“There are two ways through life, the way of nature and the way of grace. We have to chose which one we’ll follow. Grace doesn’t try to please itself. It accepts being slighted, forgotten, disliked. Accepts insults and injuries. Nature only wants to please itself. Get others to please it too. Likes to lord it over them, to have its own way. It finds reasons to be unhappy when all the world is shining around it. And love is smiling through all things.”
These are the words that fall from the lips of Mrs. O’Brien in Terrance Malick’s latest film, The Tree of Life. There are not many words I can use to describe this cinematic adventure except to say that it is something that must be experienced rather than explained. The Tree of Life is a very important film. It features an all-star cast of Brad Pitt (Mr. O’Brien), Sean Penn (Jack O’Brien), and Jessica Chastain (Mrs. O’Brien).
Serving as a prologue, Malick begins by quoting of Job 38:4 and 7 where God asks Job where he was when the foundation of the earth was laid. The opening sequence suggests a family member has tragically died. As time passes, we find a very candid Jack O’Brien as a successful New York business executive. During a phone conversation with his father, Jack expresses that he thinks about his brothers often and loves his family. However, it is apparent by Jack’s tone and mannerisms that he is struggling with the meaning of life and the love of God.
The film then switches gears and by creating a visual masterpiece Malick follows the evolution of nature starting with the cosmos and ending with the birth a human (Jack O’Brien.) If Malick’s tour-de-force doesn’t get an OSCAR nomination for it’s cinematography, myself and many critics alike will be quite shocked! The film’s use of imagery is absolutely breathtaking. For the first 30 minutes, we see a visual depiction of nature. Malick displays (at least I think so) that nature doesn’t care about the others involved but instead let’s survival of the fittest run its course (here we even see Dinosaurs!)
While the film relies on little extensive dialog, Malick weaves a stunning masterpiece of aesthetics that go beyond the limits of story, while the limited dialog presents the two proposed dualities as experienced by a young Jack O’Brien in his boyhood. From the beginning of the film we can see that Jack believes that God is love. In one particular sequence we see an infant Jack and his mother pointing to sky and exclaiming, “that’s where God lives.” Jack wrestles with nature and grace, life and death, and love and pride. A young couple, Mr. and Mrs. O’Brien model the polarity of nature and grace to young Jack. Mrs. O’Brien models a life of simplicity, beauty, and love, and reminds her sons “unless you love, your life will flash by you” whereas Mr. O’Brien is a stern authoritarian who demands his sons call him “Sir” when addressing him and tells them that “it takes a fierce will to get ahead in this world.”

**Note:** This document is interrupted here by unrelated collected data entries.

PR #504, opened 2016-02-07
'oneOf' support

ctrimble:
An implementation of 'oneOf' using generated deserializers.  This change is no where near complete, but it does show a way that support could be added for this operator.  Any input on this would be appreciated.

Current issues:

- Annotators do not have access to the RuleFactory or current Schema.  These were added to the method for annotating fields.
- Widens the responsibility of annotators, since code is being generated in the annotator now.
- No support for objects.
- No support for validating that value actually matches an option's schema.
- What to do if none match?


ctrimble:
This now works for `string` and `integer` with `Jackson2` and `Gson`.

ctrimble:
@joelittlejohn I am curios about your thoughts on this.  I am not happy with the way this is structured yet, but it does show that I am going to end up basically writing a validator to support `oneOf`.  Is this something the project wants to take on?

joelittlejohn:
@ctrimble So far, I have been very, very reticent to implement (or get close to implementing) a validator as part of this project. It's not the goal of this project to validate data, only to help Java engineers create a structure that can hold their data with minimal fuss. JSR-303/349 was a quick win, but again, it's just annotations (more metadata for the Java world) and _not_ a validator.

I'd be loathe to go down this route as I think validation is best handled by another library. Integrating this would also put a big burden on the maintenance of this project and make its goals less clear. It concerns me when libraries sprawl too far, and I think validation is best done at the raw JSON level by a schema validation library.

What do you think?

ctrimble:
I am also hesitant to get validation involved in the project.  This is why I took pause after implementing these first two types.  It became clear that I would end up with a validator, or at least something close.  

Unfortunately, validation is at the heart of the JSON Schema 'oneOf' key word.  Because of it's definition, binding and validation are linked.  It seems like users are running head long into this.  I have been avoiding it, but I will be forced to deal with it at some point.

I had considered trying to leverage the JSR-303/349, since this would bring some consistence to things.  After considering it, there were some real issues.  We need to validate before we bind, not the other way around.  Also, having to inject validators into the deserialization pipelines may make using the project to difficult.

As far as an external validation library goes, it will definitely need to work on the raw JSON form for both Gson and Jackson.  I am only aware of one option for Java, and that is fge's [json-schema-validator](https://github.com/fge/json-schema-validator).  That project is only draft 3 and seems to have stagnated.  Perhaps the correct thing to do is create a separate validator and leverage it from jsonschema2pojo.

ctrimble:
As a stop gap, should a PR get created that just bails out to a generic type when a `oneOf`, `anyOf` or `allOf` is encountered?

joelittlejohn:
I think exploring your stop-gap solution of using a 'generic' type is the best option. It may also make sense to this only in the limited cases where Jackson's polymorphic deserialization can be leveraged (i.e. the cases where some explicit indicator can be added to the JSON).

ctrimble:
Closing since this is not the direction the project wants to go with oneOf support.

samskiter:
Just read the end of this discussion. Regarding validation - including that into the project would be a bonus as far as I'm concerned. But I see you point that it might extend the responsibilities too far - especially when dealing with several different deserializers.

If you look at protobufs, they are effectively doing both and a JSON system that behaves the same way is something I'd want available to me

fge's project is ok, but it's *very* large - it increased an Android app by about 2.7MB! It does support draft4 though - you might have missed than.

regarding oneOf, I agree that it really is tied up with validation - I'm becoming more tempted to suggest it is removed from draft v5. Almost exactly the same behaviour can be accomplished by using named properties for each of the schemas in your oneOf and also using maxProperties/minProperties = 1.

e.g.:

```
{
    oneOf : [
        $ref : schema1,
        $ref : schema2,
        $ref : schema3
    ]
}
```

becomes:

```
{
    properties:
    {
        firstThing: { $ref : schema1 },
        secondThing: { $ref : schema2 },
        thirdThing: { $ref : schema3 }
    },
    maxProperties : 1,
    minProperties : 1
}
```
This is actually how I would prefer it was equated to in this library, but it would again require validation.

PR #513, opened 2016-02-23
Jsonschema2pojoRule report problems to STDERR

ctrimble:
Capturing diagnostics in the Jsonschema2pojoRule was removing output from STDERR.  This makes that feature optional and adds a test to make sure STDERR output is generated when there are compilation problems.


joelittlejohn:
Great, thanks!!

PR #528, opened 2016-03-13
Fix javaName breaking required properties

SpaceBison:
The previous implementation of `javaName` rule was causing required properties to not be annotated properly (and probably breaking other things). This PR is intended to fix that by better integrating the feature into the project's structure.

`javaName` is applied now within the `NameHelper` class so that the other modules can take it into account while resolving generated Java fields. This requires passing the `JsonNode` of the relevant property to the helper method alongside the property's name. Some of the other modules have been altered to reflect that.


joelittlejohn:
Great, thanks! :+1:

Issue #309, opened 2015-03-13
Make the fields used in hashcode and equals generation configurable


d4rxh4wx:
https://github.com/joelittlejohn/jsonschema2pojo/pull/241#issuecomment-58324684

ltoinel:
+1

joelittlejohn:
Hi all, how would you propose configuring this? Would you like to add a field to each property, have a global configuration value containing a list of field names, or do something like include only 'required' fields?

d4rxh4wx:
Hi. I would go with a list of field names. In that way, you can see in one place which fields are participating to equals and hashcode.

joelittlejohn:
@d4rxh4wx do you mean in the object itself? like:

```json
{
  "type" : "object",
  "javaHashcodeEqualsFields" : ["foo","bar"]
}
```

d4rxh4wx:
Yes. That sounds good.

mikaelec:
+1

How about an option for using super classes' fields for equals and hashCode?

skarian92:
Hi
So any updates on the problem.How can I configure HashcodeEqualFields??

rozhok:
+1 I don't like to include dependency to commons-lang and want to see plain java8 equals/hashCode like 
```java
@Override
public boolean equals(Object o) {
    if (this == o) {
        return true;
    }
    if (o == null || getClass() != o.getClass()) {
        return false;
    }
    Message that = (Message) o;
    return Objects.equals(type, that.type) &&
            Arrays.equals(updated, that.updated) &&
            Arrays.equals(deleted, that.deleted) &&
            Objects.equals(content, that.content);
}
@Override
public int hashCode() {
    return Objects.hash(type, updated, deleted, content);
}
```

szhem:
+1 

I'd like hashcode, equals and toString with java8 style too

joelittlejohn:
We now have equals, hashCode and toString methods that do not depend on commons-lang, and we also allow fields to be excluded from these (see `excludedFromEqualsAndHashCode` schema extension).

PR #530, opened 2016-03-14
#309 - Make the fields used in hashcode and equals generation configurable

SpaceBison:
Added `excludedFromEqualsAndHashCode` option for specifying which properties should be excluded from `equals()` and `hashCode()` methods. It can be used both as an object-level array containing excluded property names or as a property-level boolean switch.

Example:

```
{
  "type": "object",
  "excludedFromEqualsAndHashCode" : [ "excludedByArray" ],
  "properties": {
    "notExcluded" : {
      "type" : "string"
    },
    "excludedByProperty" : {
      "type" : "string",
      "excludedFromEqualsAndHashCode" : true
    },
    "notExcludedByProperty" : {
      "type" : "string",
      "excludedFromEqualsAndHashCode" : false
    },
    "excludedByArray" : {
      "type" : "string"
    }
  }
}
```

`notExcluded` and `notExcludedByProperty` will be used while generating `hashCode()` and `equals()`, while `excludedByProperty` and `excludedByArray` won't.

I felt that excluding properties from the methods would be more fitting than listing the included ones (as discussed in issue #309), because that way the default behavior, which is including all properties in the methods, is modified rather than redefined.

### DIFF
--- a/jsonschema2pojo-core/src/main/java/org/jsonschema2pojo/rules/ObjectRule.java
+++ b/jsonschema2pojo-core/src/main/java/org/jsonschema2pojo/rules/ObjectRule.java
@@ -16,27 +16,7 @@
 
 package org.jsonschema2pojo.rules;
 
-import static org.apache.commons.lang3.StringUtils.*;
-import static org.jsonschema2pojo.rules.PrimitiveTypes.*;
-import static org.jsonschema2pojo.util.TypeUtil.*;
-
-import java.lang.reflect.Modifier;
-import java.util.ArrayList;
-import java.util.Arrays;
-import java.util.HashMap;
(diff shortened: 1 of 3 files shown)


anuragpro:
Is this feature getting merged?

SpaceBison:
Took me long enough, but I updated this PR at last.

SpaceBison:
Merged in [5eeb01e](https://github.com/joelittlejohn/jsonschema2pojo/commit/5eeb01e1f84f6f61d63eb74ae6bbfeabbbd2acf2), now it builds. :)

joelittlejohn:
Yeah. It looks like Travis changed their base image and broke installing of Oracle JDKs.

Throughout the film we see a battle of Jack’s affections. He is torn between his desire to embrace the love and gentleness of his mother and but to also gain the approval of his father, who isn’t so gentle. He holds his parents in tension, exclaiming “Father. Mother. Always you wrestle inside me. You always will.” After his first experience with pain, loss, and suffering Jack begins wrestling with who God is, asking how a loving God could allow such affliction and why he has to endure the hardship of his father’s rule.
We are then returned to the opening scene of an adult Jack, but this time walking through the frame of a doorway into a desert like terrain. Malick, I believe, is visually illuminating the O’Brien family’s emotional subconscious, and displaying “the way of Grace.” The final twenty minute sequence appears this way. Some may say the story is open ended and leaves you hanging, but in terms of the nature/grace polarities the film flows quite well, almost like movements in a symphony.
As mentioned before, The Tree of Life is best described as something that must be experienced rather than explained. It blurs the lines of narrative between word and picture and written and visual. I think it has much to offer us in our Christian walk. As we see the experiences of a young Jack O’Brien, we cannot help but see ourselves in his place. The film wrestles with questions that have been asked for centuries and it sheds light on what the love of God might look like if we were able to see it and can’t help but make us think of life in the Kingdom of God. In our most vulnerable state, God finds us and brings us into a family of eternal and communal love. As fallen humanity, we wrestle with submitting to God’s love or submitting to our own nature of selfishness. Just as grace “doesn’t try to please itself, it accepts being slighted, forgotten, disliked”, so it is with Christ. Christ didn’t seek to please himself, but he accepted being forgotten and disliked so that we could enjoy a restored relationship with Him. I suppose if I were to rephrase the opening quote, it would read,
“There are two ways through life, the way of selfishness and the way of Christ. We have to chose which one we’ll follow. Christ’s way doesn’t try to please itself. It accepts being slighted, forgotten, disliked. Accepts insults and injuries. Selfishness only wants to please itself. Get others to please it too. Likes to lord it over them, to have its own way. It finds reasons to be unhappy when all the world is shining around it. And Christ’s love is smiling through all things.”
God desires to extend his grace to all of us through Christ, and The Tree of Life gives us just a mere snapshot of that grace.